Go through the following data and transcribe exactly the stretch of lines from the one holding "chore: remove tailwind" to the one holding "- Create a reusable", both included.

[Record extracts — start]

PR #2640, opened 2024-02-15
refactor: use noindex instead of robots.txt

idoshamun:
Chris suggested a much better and failsafe approach. We should utilize noindex on the page itself.

I added a property for the profile which indicates whether it should add the noindex property.


rebelchris (approved):
Amazing amazing

capJavert (approved):

PR #2645, opened 2024-02-15
chore: remove tailwind base classes for border radius

sshanzel:
## Changes
- Set the defaults to undefined. Once undefined, it becomes excluded from the classes list. Proven by the first commit which had a failing build for using `@apply` on an unknown class.
- Create a reusable function to remove a whole object.
- Start removing undefined from rounded.
- This also removed `rounded` as it apparently has a value of `4px` which is not intuitive with our current setup. With that, I introduced a rounded-4

## Events

- [ ] MobileL (420px)
- [ ] Tablet (656px)
- [ ] Laptop (1020px)

- [ ] iOS (Chrome and Safari)
- [ ] Android

WT-80 #done

### DIFF
--- a/packages/shared/tailwind.config.js
+++ b/packages/shared/tailwind.config.js
@@ -1,25 +1,10 @@
 /* eslint-disable @typescript-eslint/no-var-requires */
-// eslint-disable-next-line import/no-extraneous-dependencies
-const defaultTheme = require('tailwindcss/defaultTheme');
 const colors = require('./tailwind/colors');
 const overlay = require('./tailwind/overlay');
 const boxShadow = require('./tailwind/boxShadow');
 const caret = require('./tailwind/caret');
 const typography = require('./tailwind/typography');
 const buttons = require('./tailwind/buttons');
-
-// by setting a key to undefined, it gets removed in tailwind
-const removeDefaults = (obj, excluded, overwrites) => {
-  const removed = Object.keys(obj).reduce((acc, key) => {
-    if (excluded.includes(key)) {
-      return acc;
-    }
-
-    return { ...acc, [key]: undefined };
-  }, {});
-
-  return { ...removed, ...overwrites };
-};
 
 module.exports = {
   theme: {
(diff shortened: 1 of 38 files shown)


packages/shared/tailwind.config.js
```diff
@@ -186,24 +201,30 @@ module.exports = {
...
-        18: '1.125rem',
-        22: '1.375rem',
-        24: '1.5rem',
-        26: '1.625rem',
-        32: '2rem',
-        40: '2.5rem',
-        48: '3rem',
-        50: '3.125rem',
-      },
+      borderRadius: removeDefaults(
```
rebelchris, line 204: We should probably not use extend, but overwrite then you don't need to remove defaults :)

packages/shared/tailwind.config.js
```diff
@@ -186,24 +201,30 @@ module.exports = {
...
+        defaultTheme.borderRadius,
+        ['full', 'none'],
+        {
+          half: '50%',
```
rebelchris, line 208: Probably better to stick to 1/2 naming as it's common for tailwind

rebelchris (changes requested):
Minor suggestion we discussed, but might have gotten lost in translation :)

packages/shared/tailwind.config.js
sshanzel: I see, I can't seem to find the docs for overwrite, do you maybe know a sample of how to do it?

packages/shared/tailwind.config.js
sshanzel: Yep. Agree with that.

packages/shared/tailwind.config.js
sshanzel: Ahh, I see it now. It is under the `extend` object.

rebelchris: Yeah: https://tailwindcss.com/docs/theme#overriding-the-default-theme

rebelchris (approved):
Looks great, thanks Lee!

omBratteng (approved):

[Record extracts — finish]

Solved exercise:
chore: remove tailwind base classes for border radius

sshanzel:
## Changes
- Set the defaults to undefined. Once undefined, it becomes excluded from the classes list. Proven by the first commit which had a failing build for using `@apply` on an unknown class.
- Create a reusable function to remove a whole object.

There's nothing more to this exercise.